Schüsse an High School auf den Philippinen - drei Tote
22. Juni 2026
Bei einem Schusswaffenangriff an einer Schule auf den Philippinen sind drei Schüler getötet und mindestens sieben weitere verletzt worden. Der Vorfall ereignete sich nach Polizeiangaben am Morgen (Ortszeit) an der San Jose National High School in Tacloban City im Osten des Inselstaates, knapp 600 Kilometer südöstlich der Hauptstadt Manila.
Zwei Verdächtige, 14 und 15 Jahre alt, wurden einem Polizeisprecher zufolge festgenommen. Sie waren demnach beide Schüler der High School.

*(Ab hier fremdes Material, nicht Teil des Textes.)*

PR #240, opened 2022-05-11
changing planner to RRT* for consistent deliver and discard behavior

anjan1984:
## Linked Issues:
| Jira Ticket 🎟️ | [OCEANWATER-932](https://babelfish.arc.nasa.gov/jira/browse/OCEANWATER-932) |
| Github :octocat:  | # |

## Summary of Changes
* Changed default planner for discard and deliver to RRT* for constant behavior

## Test
*roslaunch ow atacama_y1a.launch 

In a separate terminal :
*./grind_action_client.py 
* ./dig_circular_action_client.py  (you can also use the dig_linear service)
* ./discard_action_client.py
*  ./dig_circular_action_client.py (you can also use the dig_linear service)
* ./deliver_action_client.py

### DIFF
--- a/ow_lander/scripts/action_trajectories.py
+++ b/ow_lander/scripts/action_trajectories.py
@@ -930,7 +930,7 @@ class ActionTrajectories:
         goal_pose.orientation = Quaternion(q[0], q[1], q[2], q[3])
 
         move_arm.set_pose_target(goal_pose)
-
+        move_arm.set_planner_id("RRTstar")
         if self.check_for_stop("discard_sample", server_stop):
             return False
         _, plan_a, _, _ = move_arm.plan()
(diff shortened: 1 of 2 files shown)


kmdalal:
This fixes the problem, but takes us back to where we were, with the much slower planner.   Is it possible to add constraints in the other planner, such as that the scoop never tilts sideways?  This might correct the bad movements.

anjan1984:
> This fixes the problem, but takes us back to where we were, with the much slower planner. Is it possible to add constraints in the other planner, such as that the scoop never tilts sideways? This might correct the bad movements.

I had tried to use constrained planning before... Had mixed success with it. RRT* gave much robust solutions.

kmdalal (approved):
Per discussion today, performance improvement can be future work.

AstroStucky:
The additional time RRT* requires for planning had to be accounted for in the deliver and discard max durations in the terrain_interaction test, so I went ahead and added a commit for that. This change requires no additional testing from reviewers.

AstroStucky:
The prescribed test passes for me, and I performed the terrain_interaction test 3 times with no failures.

Woher sie die Schusswaffen hatten, wird noch untersucht. Es gebe Hinweise, dass die beiden Jugendlichen möglicherweise gemobbt worden seien, betonte der Sprecher und fügte hinzu: "Die Schule verfügt über mehrere Ein- und Ausgänge, aber zum Zeitpunkt des Vorfalls war nur ein Sicherheitsbeamter im Einsatz."
Panik, Schreie, Tränen
Philippinische Medien berichten unter Berufung auf Augenzeugen, Schülerinnen und Schüler seien in Panik in alle Richtungen geflohen, während besorgte Eltern zu der Schule geeilt seien. Drei der Verletzten wurden den Behörden zufolge direkt von Schüssen verletzt, vier weitere durch ihre Flucht, bei der sie von Mauern und über Zäune gesprungen seien. Die Opfer sollen etwa im gleichen Alter wie die mutmaßlichen Täter sein.
In einem in sozialen Netzwerken veröffentlichten Video sind Schreie und weinende Schüler zu hören, während Schüsse fallen. Die Jugendlichen scheinen sich unter Tischen zu verstecken. Zwei männliche Schüler verbarrikadieren offenbar eine Tür, bevor erneut Schüsse fallen.
Mehrere Verletzte seien in Krankenhäuser gebracht und dort behandelt worden, hieß es. Alle Schulen in der näheren Umgebung wurden zunächst geschlossen. Die Ermittlungen zu den Hintergründen des Vorfalls dauerten an. Die Polizei erklärte, man arbeite daran, alle Beteiligten zu identifizieren und das Motiv zu klären. "Auch werden Maßnahmen ergriffen, um sicherzustellen, dass die Verantwortlichen nach dem vollen Umfang des Gesetzes zur Rechenschaft gezogen werden", hieß es. Die Bevölkerung wurde aufgerufen, Ruhe zu bewahren.
Viele Waffen auf dem Schwarzmarkt
Der philippinische Präsident Ferdinand Marcos Jr. zeigte sich betroffen und ordnete eine Untersuchung an. Schießereien an Schulen sind auf den Philippinen selten, obwohl Waffengewalt in dem südostasiatischen Inselstaat weit verbreitet ist. Der legale Waffenbesitz ist in dem südostasiatischen Land zwar streng geregelt. Es existiert jedoch ein großer Schwarzmarkt für Schusswaffen.